# Video problem with NVidia Geforce GT 750 M (Ideapad Y500)



## decuser (Jul 23, 2020)

I'm trying to install FreeBSD to another laptop. This time, it's an Ideapad Y500. It has an NVidia Geforce GT 750 M card. When I boot the UEFI installer for FreeBSD 12.1, the boot menu shows up small and to the left, but when the install screen shows up, the screen is split into three unreadable skewed versions of the install screen along the top third of the screen. Is there a kernel option I can pass to get the screen to show up properly?
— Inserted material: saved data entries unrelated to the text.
PR #214, opened 2016-03-31
Updates for operator syntax

gchudnov:
It looks I made a couple of errors there previously, sorry.

It should be fixed now, i tested it manually.
But there are no automated tests for free functions right now. Should we add them?

Thank you,
Grigoriy


kirkshoop:
Looks good! Thanks!

kirkshoop:
@gchudnov yes, I would like to have tests for the `operator | ()` usage for all the operators. I was avoiding active use of that pattern in the beginning, but the rangev3 library has made the switch from `.operator()` to `| operator()` inevitable.

PR #216, opened 2016-04-07
remove cast to std::function inside contains operator

gchudnov:
Replaced `lambda + std::function cast` to `std::bind + std::equal_to` to avoid a virtual function call. Not sure if that is the right way.. Please reject it if it is not right.

Please review.

Thank you,
Grigoriy


gchudnov:
hm.. it looks the commit was buggy, let's close it for now :(
I'll take a look a bit later..

PR #218, opened 2016-04-12
Added timeout operator

gchudnov:
Added a variant of the [timeout](http://reactivex.io/documentation/operators/timeout.html) operator that accepts duration as a parameter.

Please review.

Thank you,
Grigoriy

### DIFF
--- a/Rx/v2/src/rxcpp/operators/rx-timeout.hpp
+++ b/Rx/v2/src/rxcpp/operators/rx-timeout.hpp
@@ -1,0 +1,218 @@
+// Copyright (c) Microsoft Open Technologies, Inc. All rights reserved. See License.txt in the project root for license information.
+
+#pragma once
+
+#if !defined(RXCPP_OPERATORS_RX_TIMEOUT_HPP)
+#define RXCPP_OPERATORS_RX_TIMEOUT_HPP
+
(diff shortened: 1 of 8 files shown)


Rx/v2/src/rxcpp/operators/rx-timeout.hpp
```diff
@@ -0,0 +1,218 @@
...
+        }
+
+        void on_next(T v) const {
+            auto localState = state;
+            auto work = [v, localState](const rxsc::schedulable&) {
+                auto new_id = ++localState->index;
+                auto produce_time = localState->worker.now() + localState->period;
+
+                localState->dest.on_next(v);
+                localState->worker.schedule(produce_time, produce_timeout(new_id, localState));
```
kirkshoop: This looks correct. 

FYI - if the returned subscription was stored instead of the index then this could just unsubscribe from the previous timeout and replace with the new subscription.

kirkshoop:
Looks great! Thanks!

Rx/v2/src/rxcpp/operators/rx-timeout.hpp
gchudnov: Got it, thank you!

PR #227, opened 2016-06-01
remove some lambdas

kirkshoop:
remove some lambdas that were contributing to longer compile times.

### DIFF
--- a/Rx/v2/src/rxcpp/rx-observable.hpp
+++ b/Rx/v2/src/rxcpp/rx-observable.hpp
@@ -466,6 +466,36 @@ public:
     }
 };
 
+namespace detail {
+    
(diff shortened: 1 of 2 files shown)


kirkshoop:
clang apt server is disabled due to overuse.. ignoring those failures..

gchudnov:
just wondering, what was the impact?

Thank you,
Grigoriy

kirkshoop:
I used some instructions sent to me in email to install templight. This records template instantiations during compilation.

I was hoping that I could find some changes that would speed up compilation of rxcpp. 

What I found was that a huge number of instantiations were caused by two lambdas. I made dedicated functors for each. 

I do not see the big improvement in compile time that I hoped for, so I either need to look at the templight data differently or try another tool.

PR #244, opened 2016-08-31
add sequence_equal operator

gchudnov:
Added [sequence_equal](http://reactivex.io/documentation/operators/sequenceequal.html) operator.

In this commit, I used `!=` to check items for inequality.
Going to add a method with a binary predicate in one of the next commits.

Please, review.

Thank you,
Grigoriy

### DIFF
--- a/Rx/v2/src/rxcpp/operators/rx-sequence_equal.hpp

I am able to boot in legacy mode (which I'm not keen on), but even after installing nvidia-driver and adding kld_list="nvidia-modeset" to /etc/rc.conf, the console font is 800x600 - ick. I added kern.vty=vt into loader.conf, to no avail. What am I missing?

So please help on either question - UEFI mode screwy video or legacy mode console is 800x600, but native resolution is 1920x1080.

Thanks.


----------



## SirDice (Jul 23, 2020)

decuser said:


> I added kern.vty=vt into loader.conf


This has zero effect because it's the default setting. 

You can try setting `kern.vt.fb.default_mode` and change the resolution. But if you're going to boot straight to Xorg I wouldn't bother with the console settings.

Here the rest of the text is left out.